I found sort-of-a-solution here:
http://lists.freebsd.org/pipermail/freebsd-current/2009-August/010778.html
and i'got no idea how to modify this fix (what to put in sysenv?) for my problem.

A couple of strange things:
 hangs were completely random, not in any way related to load or connected devices.
 I can make it hang by just opening ddb with c-a-esc and typing continue.
 ddb won't open after it hangs
 it locks with debug kernel (developers-handbook/kerneldebug-deadlocks.html), i.e. no coredump, no panic, frozen and dead.

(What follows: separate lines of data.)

PR #3285, opened 2023-03-09
Bump pyOpenSSL to 23.0 to reduce heap memory

hemslo:
High memory consumption is caused by old openssl packages, bumping `pyOpenSSL` to `23.0` and removing `cryptography` pinned version can greatly reduce heap size.

This change reverted https://github.com/app-sre/qontract-reconcile/pull/2369, need to keep an eye on cert issue after deployment.

APPSRE-4141

### DIFF
--- a/setup.py
+++ b/setup.py
@@ -37,7 +37,7 @@ setup(
         "pypd>=1.1.0,<1.2.0",
         "Jinja2>=2.10.1,<3.2.0",
         "jira~=3.1",
-        "pyOpenSSL~=21.0",
+        "pyOpenSSL~=23.0",
         "ruamel.yaml>=0.16.5,<0.18.0",
         "terrascript==0.9.0",
         "tabulate>=0.8.6,<0.9.0",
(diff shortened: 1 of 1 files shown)


kwilczynski (approved):
@hemslo, looks good!

Thank you for the fix!

janboll (approved):

setup.py
```diff
@@ -60,8 +60,6 @@
         # this is really needed only in lint and type validations.
         # Is there any better place to put this in?
         "packaging~=21.3",
-        # Needed to fix issues with router's certificates
-        "cryptography==36.0.2",
```
patjlm, line 64: Don't we want to keep at least a light pinning, avoiding unexpected major version bump?

eg `cryptography~=39.0`

patjlm: This is also important for idempotent builds on a commit ref.

hemslo: Since this is not our direct dependency, and `pyOpenSSL` is [managing this](https://github.com/pyca/pyopenssl/blob/main/setup.py#L101), do we still need to pin it?

patjlm: Great,  did not see that, sorry. Good for me then.

patjlm (approved):

setup.py
hemslo: To achieve idempotent builds on a commit ref, we either need a freeze requirement.txt or use something like `poetry`

rporres:
This closes https://issues.redhat.com/browse/APPSRE-5475

PR #3289, opened 2023-03-09
introduce ocm orgId as mandatory field

geoberle:
the new `ocmId` field will be used for cluster filtering within an OCM org instead of relying on the `ocm whoami` detected org id of the used SA. this enables us to use OCM SAs that are not bound to an org (which is a very common thing anyways) and that can act within multiple orgs.

schema change: https://github.com/app-sre/qontract-schemas/pull/404
part of https://issues.redhat.com/browse/APPSRE-7252


fishi0x01 (approved):
LGTM

chassing (approved):

patjlm (approved):

PR #3292, opened 2023-03-09
Overwrite default service account volume projection

dwelch0:
APPSRE-7074
SDE-2558

[related design doc](https://gitlab.cee.redhat.com/service/app-interface/-/merge_requests/59519)

**Changes:**
* Adds environment variable and explicit service account volume projection
  * This is enabled by default but set to expiry of 3607. This equates to 1 year. See [3607 behavior](https://stackoverflow.com/questions/69375195/kubernetes-projected-service-account-token-expiry-time-issue)

### DIFF
--- a/reconcile/jenkins/types.py
+++ b/reconcile/jenkins/types.py
@@ -49,9 +49,10 @@ class JenkinsWorkerFleet(BaseModel):
     num_executors: int = Field(2, alias="numExecutors")
     idle_minutes: int = Field(30, alias="idleMinutes")
     min_spare_size: int = Field(0, alias="minSpareSize")
+    max_total_uses: int = Field(-1, alias="maxTotalUses")
     no_delay_provision: bool = Field(False, alias="noDelayProvision")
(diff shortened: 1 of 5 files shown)


dwelch0:
Input appreciated on where `KUBE_SA_TOKEN_PATH` should be defined within template as this will determine which helm fixtures require updating

helm/qontract-reconcile/templates/template.yaml
```diff
@@ -591,6 +607,8 @@ parameters:
   value: "0"
 - name: USER_ID
   value: dummy
+- name: KUBE_SA_TOKEN_PATH
+  value: '/var/run/secrets/kubernetes.io/serviceaccount'
```
cubismod, line 611: So just to clarify, this value should always be the same?

cubismod (approved):
LGTM!

helm/qontract-reconcile/templates/template.yaml
dwelch0: Correct. This is the current path utilized by default projection

PR #3293, opened 2023-03-09
Fix awsAccount -> awsAccounts as it is a list

esron:
Relates to https://github.com/app-sre/qontract-schemas/pull/415


cubismod:
Are there any other code level changes you'll need to make to ensure that integrations manager can handle multiple AWS accounts instead of just one?

esron:
> Are there any other code level changes you'll need to make to ensure that integrations manager can handle multiple AWS accounts instead of just one?

Oh, I see now. Yeah, I'm gonna need to update that.

geoberle (approved):

PR #3295, opened 2023-03-10
[qontract-cli] introduce selectorsyncset-managed-resources

maorfr:
with this qontract-cli command (which can be added to app-interface-output), we can get a mapping of resources that are managed on a customer cluster via a Hive SelectorSyncSet.

this command will provide output that will be helpful in answering the questions:
- is this resource created by a SelectorSyncSet?
- what is the name of that SelectorSyncSet?
- what SaaS file is deploying it?

since SaaS file names are unique, this information will lead to the OpenShift template that contains the SelectorSyncSet.

### DIFF
--- a/tools/qontract_cli.py
+++ b/tools/qontract_cli.py
@@ -33,6 +33,10 @@ from reconcile.cli import config_file
 from reconcile.jenkins_job_builder import init_jjb
 from reconcile.prometheus_rules_tester import get_data_from_jinja_test_template
 from reconcile.slack_base import slackapi_from_queries
+from reconcile.typed_queries.app_interface_vault_settings import (
+    get_app_interface_vault_settings,
+)
+from reconcile.typed_queries.clusters import get_clusters
 from reconcile.utils import (
     amtool,
     config,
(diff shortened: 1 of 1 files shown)


tools/qontract_cli.py
```diff
@@ -1760,6 +1765,64 @@ def app_interface_merge_history(ctx):
...
+        "SelectorSyncSet_name",
+        "SaaSFile_name",
+        "kind",
+        "namespace",
+        "name",
+    ]
+    data = []
+    for c in clusters:
+        c_name = c.name
+        if c_name != "hivei01ue1":
```
geoberle, line 1795: why exclude this hive shard and not all the others as well?

patjlm: I think some selectorsyncsets apply on hive shards... inception kind of thing

tools/qontract_cli.py
```diff
@@ -1760,6 +1765,62 @@ def app_interface_merge_history(ctx):
...
+            continue
+        selectorsyncsets = oc.get_all("SelectorSyncSet")["items"]
+        for sss in selectorsyncsets:
+            try:
+                for resource in sss["spec"]["resources"]:
+                    kind = resource["kind"]
+                    namespace = resource["metadata"].get("namespace")
+                    name = resource["metadata"]["name"]
+                    item = {
+                        "cluster": c_name,
```
patjlm, line 1808: so that's the hive cluster, right, not the customer cluster. Would it make sense to add the clusterdeployment label selector from the SelectorSyncSet, so we can see (or guess) which customer clusters this applies to ?

maorfr: it probably would. i'm just here to "make it work". happy to see further contributions to "make it work right" and "make it beautiful" :heart:

maorfr: the reason i didn't add it is because it is usually not required when looking at a resource.

patjlm (approved):

PR #3297, opened 2023-03-10
manage route53 vpc associations on tgw peerings

patjlm:
https://issues.redhat.com/browse/APPSRE-7273

On TGW attachments to non-hive transit accounts, we may want to associate Private Hostedzones to our cluster VPC in order to resolve hostnames.

This is especially the case of the hypershift "service-transit-account", which contains private hosted zones for hypershift service clusters VPCE interfaces (privatelink endpoints).

Depends on https://github.com/app-sre/qontract-schemas/pull/408

### DIFF
--- a/reconcile/utils/aws_api.py
+++ b/reconcile/utils/aws_api.py
@@ -1098,13 +1098,7 @@ class AWSApi:  # pylint: disable=too-many-public-methods
                 zones = []
                 for page in paginator.paginate():
                     for zone in page["HostedZones"]:
-                        if zone["Config"]["PrivateZone"]:  # TODO: add filter on tags?
-                            zone_name = zone["Name"]
-                            # ignore high-level zone names, like p1.openshiftapps.com.
-                            # since zone names end with a dot, we get a length of 4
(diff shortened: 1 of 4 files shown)


reconcile/utils/aws_api.py
```diff
@@ -1091,6 +1092,23 @@ def get_tgws_details(
                 "region": region_name,
             }
 
+            if route53_associations:
+                route53 = self._account_route53_client(account["name"], region_name)
+                paginator = route53.get_paginator('list_hosted_zones')
+                zones = []
+                for page in paginator.paginate():
+                    for zone in page["HostedZones"]:
+                        if zone["Config"]["PrivateZone"]:  # TODO: add filter on tags?
```
patjlm, line 1101: We'll need an agreement on this tag filtering with @dustman9000

patjlm: no need for tag filtering. AVO will be able to delete the zone even it is associated to our VPCs and there should be no other hosted zones in the service transit account

PR #3298, opened 2023-03-10
PoC: Make Integrations Manager reusable

janboll:
Making integrations manager reusable:

- add upstream as parameter to filter out integrations and fetch ref from repo
- add caller to populate_current_state to filter resource inventory on caller. makes it possible to deploy multiple upstream in one namespace

Missing: setting image location, either pass in environment variable or add it to the integration schema

@geoberle & @maorfr

### DIFF
--- a/reconcile/cli.py
+++ b/reconcile/cli.py
@@ -2400,6 +2400,12 @@ def vault_replication(ctx):
     help="git ref to use as IMAGE_TAG for given environment. example: '--image-tag-from-ref app-interface-dev=master'.",
     multiple=True,
     callback=parse_image_tag_from_ref,
+    envvar="INTEGRATIONS_MANAGER_IMAGE_TAG_FROM_REF"
+)
+@click.option(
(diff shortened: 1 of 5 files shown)


reconcile/cli.py
```diff
@@ -2400,6 +2400,12 @@ def vault_replication(ctx):
     help="git ref to use as IMAGE_TAG for given environment. example: '--image-tag-from-ref app-interface-dev=master'.",
     multiple=True,
     callback=parse_image_tag_from_ref,
+    envvar="INTEGRATIONS_MANAGER_IMAGE_TAG_FROM_REF"
+)
+@click.option(
+    "--upstream",
+    "-u",
+    help="specify upstream of managed integrations",
```
maorfr, line 2408: shouldn't this be read from integration files?

maorfr: is this related to why you need to use `caller`?

PR #3333, opened 2023-03-17
Ensure Cloudflare DNS record identifier unique within zone.

OliviaHY:
**What:**
Ensure Cloudflare DNS record identifier unique within zone.
**Why:**
We introduced stable ID for reliability when record with same name get's removed
**Validation:**
```
qontract-reconcile --dry-run --config config.dev.toml --log-level INFO terraform-cloudflare-dns 
[2023-03-17 10:24:45] [WARNING] [terraform_cloudflare_dns.py:are_record_identifiers_unique_within_zone:196] - test1 already exists in zone olivia-large-zone-devshift-net
[2023-03-17 10:24:45] [ERROR] [terraform_cloudflare_dns.py:run_with_defer:96] - Duplicated identifier detected.
```


reconcile/terraform_cloudflare_dns.py
```diff
@@ -92,6 +92,10 @@ def run_with_defer(self, dry_run: bool, defer: Callable) -> None:
 
         query_zones = self._get_cloudflare_desired_state()
 
+        if not are_record_identifiers_unique_within_zone(query_zones):
+            logging.error("Duplicated identifier detected.")
```
steveteahan, line 96:
```suggestion
            logging.error("Duplicate DNS record identifier(s) detected.")
```

reconcile/terraform_cloudflare_dns.py
```diff
@@ -179,6 +183,21 @@ def get_desired_state_shard_config(self) -> DesiredStateShardConfig:
...
+) -> bool:
+    for zone in zone_query_data.zones or []:
+        existing_records = set()
+        for record in zone.records or []:
+            record_id = record.identifier
+            if record_id not in existing_records:
+                existing_records.add(record_id)
+            else:
+                logging.warning(f"{record_id} already exists in zone {zone.identifier}")
+                return False
```
steveteahan, line 197: Should we continue processing all records in case there is >1 duplicate record? If there are say 10 duplicates, it'd take several iterations through MRs to fix.

steveteahan (commented):
A couple minor changes, but otherwise LGTM.

geoberle (commented):
depending on what the goal is you can achieve the same during bundling by adding a hint to the schema

```yaml
 - name: CloudflareDnsRecord_v1
   fields:
-  - { name: identifier, type: string, isRequired: true}
+  - { name: identifier, type: string, isRequired: true, isContextUnique: true }
   - { name: name, type: string, isRequired: true }
   - { name: type, type: string, isRequired: true}
   - { name: ttl, type: int, isRequired: true}
```

if the identifier is not unique within a zone you get an error like this during bundling (i manually changed the identifier of a record to be non-unique):

```
ERROR: /cloudflare/app-sre/dns/olivia-large-zone-1000.devshift.net.yml - records.[*] - the context identifier ['identifier'] = test1 is not unique within this context
make: *** [bundle] Error 1
```

this prevents non unique identifiers within a zone making it to an a-i repo

more about the `isContextUnique` property can be found here: https://github.com/app-sre/qontract-server/blob/master/SCHEMA.md

reconcile/terraform_cloudflare_dns.py
OliviaHY: Do you mean find all the dups in all the zones or just within that same zone? 
It's a tradeoff right, performance vs user friendliness. I don't expect MR checks to catch all the syntax mistake or other inconsistency I made at once, why is this different? Also once we make this self serviceable, it's up to the tenant to get a hint from this first error and find all the duplications.

OliviaHY: FYI, Gerd's suggestion about schema also don't give all the duplications, which I was hoping it did. But I still think that schema change is better.

geoberle:
```
ERROR: context uniqueness error - file: /cloudflare/app-sre/dns/olivia-large-zone-1000.devshift.net.yml, path: records.[1], identifier = ['identifier'], value = test1
ERROR: context uniqueness error - file: /cloudflare/app-sre/dns/olivia-large-zone-1000.devshift.net.yml, path: records.[3], identifier = ['identifier'], value = test3
make: *** [bundle] Error 1
```

steveteahan (approved):
LGTM -- I'll assume that you're moving forward with this for now and we can follow-up with a ticket for the schema change that could replace this in the future?

OliviaHY:
> LGTM -- I'll assume that you're moving forward with this for now and we can follow-up with a ticket for the schema change that could replace this in the future?

Thanks for the approval! Yeah that's plan

PR #3335, opened 2023-03-17
[terraform-cloudflare-resources] Add support for writing outputs to Vault

steveteahan:
`terraform-cloudflare-resources` didn't have a use case for creating Kubernetes `Secrets` or publishing Vault secrets before. With the working on automating Cloudflare ACM certificate renewal, we'll need to periodically update the ACME DCV records for Let's Encrypt certificates. There is more on this in the ticket [here](https://issues.redhat.com/browse/APPSRE-6948).

## Testing

1. Tested that the `validation_records` output from a zone using `certificates` to provision an ACM certificate writes a `Secret` the configured namespace, and writes the output to Vault
2. Tested that a `worker_script`, which doesn't have any outputs, doesn't create a `Secret` or write an entry to Vault
3. Run `terraform-resources` in dry-run mode to ensure the `ExternalResourceSpec` changes didn't have any effect on output names


reconcile/utils/external_resource_spec.py
```diff
@@ -113,7 +113,15 @@ def cluster_name(self) -> str:
...
-        return f"{self.identifier}-{self.provider}"
+        # Adhere to DNS-1123 subdomain names spec. It's reasonable to have provider
+        # names that have underscores, but without replacing them with hyphens we run
+        # into issues. Alternatively, we could change Cloudflare worker_script to
+        # worker-script and prevent the use of underscores going forward.
+        #
+        # More info can be found at:
+        # https://kubernetes.io/docs/concepts/overview/working-with-objects/names/.
+        provider = self.provider.replace("_", "-")
+        return f"{self.identifier}-{provider}"
```
steveteahan, line 124: @geoberle wouldn't mind a second set of eyes here to make sure this isn't going to cause problems. We've never enforced that providers needed to use hyphens, and as a result `worker_script` in Cloudflare ended up with an underscore. I'd suspect if there were going to be an issues it'd be that output names changed and we'd see a diff when running terraform-resources, which I don't.

The alternative would be to change `worker_script` to `worker-script`. In theory, not a huge deal, but it is a breaking change and something we'd need to update in a few places. If we were going to do that I think it'd also make sense to add some enforcement related to provider naming.

reconcile/gql_definitions/terraform_cloudflare_resources/terraform_cloudflare_resources.gql
```diff
@@ -2,6 +2,43 @@
...
+          field
+          version
+          format
+        }
+      }
+      automationToken {
+        path
+        field
+        version
+        format
```
fishi0x01, line 26:
```gql
... VaultSecret
```

reconcile/gql_definitions/terraform_cloudflare_resources/terraform_cloudflare_resources.gql
```diff
@@ -2,6 +2,43 @@
...
+      }
+      clusterAdminAutomationToken {
+        path
+        field
+        version
+        format
```
fishi0x01, line 32:
```gql
... VaultSecret
```

reconcile/gql_definitions/terraform_cloudflare_resources/terraform_cloudflare_resources.gql
```diff
@@ -2,6 +2,43 @@
...
+        hostname
+        knownHosts
+        user
+        port
+        identity {
+          path
+          field
+          version
+          format
+        }
```
fishi0x01, line 20: We could use a fragment here

```gql
... CommonJumphostFields
```

reconcile/gql_definitions/terraform_cloudflare_resources/terraform_cloudflare_resources.gql
```diff
@@ -2,6 +2,43 @@
...
+        field
+        version
+        format
+      }
+      spec {
+        region
+      }
+      internal
+      disable {
+        integrations
```
fishi0x01, line 39: add `e2eTests` -> This will make the protocol happy.

reconcile/terraform_cloudflare_resources.py
```diff
@@ -127,20 +152,201 @@ def build_clients(
...
+    use_jump_host: bool,
+    thread_pool_size: int,
+    internal: Optional[bool] = None,
+    account_names: Optional[Iterable[str]] = None,
+) -> tuple[ResourceInventory, OCMap]:
+    ri = ResourceInventory()
+
+    oc_map = init_oc_map_from_namespaces(
+        # The Namespace Protocol isn't happy with NamespaceV1, but since it's a
+        # generated class there isn't a lot that can be done here.
```
fishi0x01, line 167: I think there is `e2eTests` missing in disable to make protocol happy. See above

fishi0x01 (commented):
Just some smaller comments.

reconcile/terraform_cloudflare_resources.py
steveteahan: Ah, different `Cluster`... completely missed that.

reconcile/gql_definitions/terraform_cloudflare_resources/terraform_cloudflare_resources.gql
steveteahan: Fixed and as you mentioned the type error resolved. Thanks!

reconcile/gql_definitions/terraform_cloudflare_resources/terraform_cloudflare_resources.gql
steveteahan: Fixed

reconcile/gql_definitions/terraform_cloudflare_resources/terraform_cloudflare_resources.gql
steveteahan: Fixed

reconcile/gql_definitions/terraform_cloudflare_resources/terraform_cloudflare_resources.gql
steveteahan: Fixed

reconcile/terraform_cloudflare_resources.py
steveteahan: Fixed

steveteahan:
> Just some smaller comments.

Thanks for the feedback and reminders!

reconcile/test/test_terraform_cloudflare_resources.py
```diff
@@ -20,6 +21,18 @@ def query_data(external_resources):
...
+                    name="test-cluster",
+                    serverUrl="http://localhost",
+                    insecureSkipTLSVerify=None,
+                    jumpHost=None,
+                    automationToken=None,
+                    clusterAdminAutomationToken=None,
+                    spec=None,
+                    internal=None,
+                    disable=None,
+                ),
```
fishi0x01, line 35: More of an fyi: Chris added a nice way to create generated classes from sparse dicts https://github.com/app-sre/qontract-reconcile/blob/master/reconcile/test/conftest.py#L102

Specifically designed to keep boilerplate in tests low. In this case it is not really important, but I thought it might be worth advertising Chris' awesome new feature :)

bhushanthakur93:
Looks good overall!

reconcile/utils/external_resource_spec.py
steveteahan: Thanks for the sanity check. As Gerd also pointed out, if anything was using an underscore it would already be failing `oc apply`. I also compared the tf.json outputs of `terraform-resources` and `terraform-cloudflare-resources` and there aren't any changes.

bhushanthakur93 (approved):
LGTM

PR #3336, opened 2023-03-17
fix jjb filter configs output

BumbleFeng:


jonmosco (approved):
LGTM.  Thanks for the fast fix @BumbleFeng

PR #3338, opened 2023-03-20
Check the server url before returning the client

janboll:
Makes it harder to extract tokens from app-interface

https://issues.redhat.com/browse/APPSRE-7312


reconcile/utils/oc.py
```diff
@@ -1655,7 +1655,7 @@ def init_oc_client(self, cluster_info, privileged: bool):
             secret_reader = SecretReader(settings=self.settings)
 
             try:
-                token = secret_reader.read(automation_token)
+                token_secret = secret_reader.read_all(automation_token)
```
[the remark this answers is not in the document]
janboll: Thanks, will update that one as well.

reconcile/test/oc/test_oc_connection_parameters.py
```diff
@@ -121,17 +122,39 @@ def test_from_cluster(
...
         secret_reader=secret_reader,
         cluster=test_cluster,
         cluster_admin=False,
         use_jump_host=use_jump_host,
     )
-
     assert parameters == expected_parameters
 
 
+def test_wrong_server_url():
```
fishi0x01, line 139: Nice!!! :heart:

reconcile/utils/oc_connection_parameters.py
```diff
@@ -105,13 +125,19 @@ def from_cluster(
...
                 except SecretNotFound:
                     logging.error(
                         f"[{cluster.name}] admin token {cluster.cluster_admin_automation_token} not found"
                     )
+                else:
+                    cluster_admin_automation_token = (
+                        OCConnectionParameters._get_token_verify_server_url(
+                            ClusterSecret(**secret_raw), cluster
+                        )
+                    )
```
fishi0x01, line 140: nit: wondering if we require a separate else block here. My understanding is it cannot raise a `SecretNotFound` error, so it cannot accidentally be caught. Not 100% sure, but I think in this case it is safe to put this into the try block too?

reconcile/utils/oc_connection_parameters.py
```diff
@@ -121,13 +147,17 @@ def from_cluster(
...
                 except SecretNotFound:
                     logging.error(
                         f"[{cluster.name}] automation token {cluster.automation_token} not found"
                     )
+                else:
+                    automation_token = (
+                        OCConnectionParameters._get_token_verify_server_url(
+                            ClusterSecret(**secret_raw), cluster
+                        )
+                    )
```
fishi0x01, line 160: nit: same as above

reconcile/utils/oc.py
```diff
@@ -1666,6 +1666,20 @@ def init_oc_client(self, cluster_info, privileged: bool):
...
+            if server_url != known_server_url:
+                self.set_oc(
+                    cluster,
+                    OCLogMsg(
+                        log_level=logging.ERROR,
+                        message=f"[{cluster}] server URL mismatch",
+                    ),
+                    privileged,
+                )
+                return
```
fishi0x01, line 1681: This behaves now different from new `OCMap`. Should we also raise an exception here to stay consistent, i.e., fail hard? Alternatively, I will open a follow-up PR to adjust `OCConnectionParameters` to also transport an `OCLogMsg` - might be good either way to have that option. Wdyt?

(Very sorry for all the hustle :bow: I will remove `OC_Map` latest by 20.04 and get rid of this duality.)

fishi0x01 (commented):
Looks great! My only concern is the exception raising.

reconcile/utils/oc.py
janboll: I think it works slightly similar in `OC_Map`, if you look at `get_cluster` it will raise if the object is of type `OCLogMsg`. So it would fail in this instance

janboll: Just tried locally: 
```
[2023-03-21 10:01:49] [ERROR] [openshift_base.py:init_specs_to_fetch:153] - [app-sre-stage-01] server URL mismatch
[2023-03-21 10:01:49] [ERROR] [openshift_base.py:init_specs_to_fetch:153] - [app-sre-stage-01] server URL mismatch

Process finished with exit code 1
```

reconcile/utils/oc_connection_parameters.py
janboll: Just trucked along with the existing pattern. Found it confusing as well. Can do a refactoring here

reconcile/utils/oc.py
fishi0x01: Awesome! Thanks for checking! :bow:

fishi0x01 (approved):
LGTM!

reconcile/utils/oc_connection_parameters.py
```diff
@@ -105,8 +134,12 @@ def from_cluster(
...
             if cluster.cluster_admin_automation_token:
                 try:
-                    cluster_admin_automation_token = secret_reader.read_secret(
-                        cluster.cluster_admin_automation_token
+                    cluster_admin_automation_token = (
+                        OCConnectionParameters._get_automation_token(
+                            secret_reader,
+                            cluster.cluster_admin_automation_token,
+                            cluster,
+                        )
```
fishi0x01, line 142: I think the outer brackets are a typo?

janboll: they are added by make format

fishi0x01 (approved):
LGTM

PR #3340, opened 2023-03-20
APPSRE-6609 OCMap for tf-resources

fishi0x01:
`terraform-resources` integration using the new OCMap.

This also introduces a [new qenerate version](https://github.com/app-sre/qenerate/pull/76) which allows custom mapping of GQL scalars to types -> We do not want pydantic's `Json` type here. To stay backwards compatible, we must map `JSON` -> `str` for now.

**Test**

```
qd profile run prod terraform-resources
qd profile run prod ocm-aws-infrastructure-access
```

terraform-resources executed against `app-sre` account.


chassing (approved):
This is awesome ❤️ 

Do you mind and remove the `mypy-reconcile.terraform_resources` section in `setup.cfg`?

PS: I love that you are mentioning `qd` in the PR description 🙇

PR #3341, opened 2023-03-20
Support _records_from_vault in terraform-aws-route53 integration

steveteahan:
Related: https://issues.redhat.com/browse/APPSRE-6948

This feature will allow us to consume Vault records from other integrations and use them as a source for creating DNS records in the `terraform-aws-route53` integration. The primary use case is domain control validation (DCV) records for certificates created in Cloudflare through the ACM feature: https://blog.cloudflare.com/advanced-certificate-manager/

## Example

```yaml
---
$schema: /dependencies/dns-zone-1.yml

...

allowed_vault_secret_paths:
- some-path/to-a/secret

records:
- name: _acme-challenge.subdomain
  type: TXT
  _records_from_vault:
    - path: some-path/to-a/secret
      field: validation_records
      key: _acme-challenge.subdomain.domain.com
```

`allowed_vault_secret_paths` must contain the approved paths from which a secret can be pulled. This will not be self-serviceable. This prevents a user from picking any path from which they could expose secrets.

`validation_records` is an output of `terraform-cloudflare-resources` where it is a JSON mapping of Cloudflare ACM DNS records values to the DCV values needed to prove ownership of the domain.

## Testing

1. Happy path of creating a record with 1 or more secrets sourced from Vault
2. Create a record that has a secret that doesn't exist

get this panic with boot -d:
AP #2 (PHY# 2) failed!

Dmidecode: http://pastebin.com/XwUWRDpn
dmesg:     http://pastebin.com/vCyePKXg
uname -a:

```
FreeBSD 8.0-STABLE FreeBSD 8.0-STABLE #2: Thu Mar 11 23:50:33 MSK 2010     root@c:/usr/obj/usr/src/sys/ml  amd64
```
M/B: *INTEL DG43GT*, latest bios
8.0-Stable as of today (11.03.2010)

I'm currently going to wait couple days to be sure I found the cause of a deadlock correctly.
*The question:*
What do i put into machdep.c so I can enable usb legacy in bios to get my keyboard at boot time?
Will there be a more general solution for this problem in the future? It seems now it simply looks for mac hardware with efi.


----------



## Glebushka (Mar 11, 2010)

Update: 
I figured out i should put 'Product Name' field from dmidecode in there. 

```
# dmidecode | grep Name
        Product Name:
        Product Name: DG43GT
```
so i get

```
--- machdep.c   2010-03-11 22:56:47.565846901 +0300
+++ machdep.c.orig      2009-12-19 14:31:28.000000000 +0300
@@ -218,7 +218,6 @@
                    strncmp(sysenv, "MacBookPro1,1", 13) == 0 ||
                    strncmp(sysenv, "MacBookPro1,2", 13) == 0 ||
                    strncmp(sysenv, "MacBookPro3,1", 13) == 0 ||
-                   strncmp(sysenv, "DG43GT", 6) == 0 ||
                    strncmp(sysenv, "Macmini1,1", 10) == 0) {
                        if (bootverbose)
                                printf("Disabling LEGACY_USB_EN bit on "
```
Don't think it's a good idea though, as this issue should also affect other EFI boards.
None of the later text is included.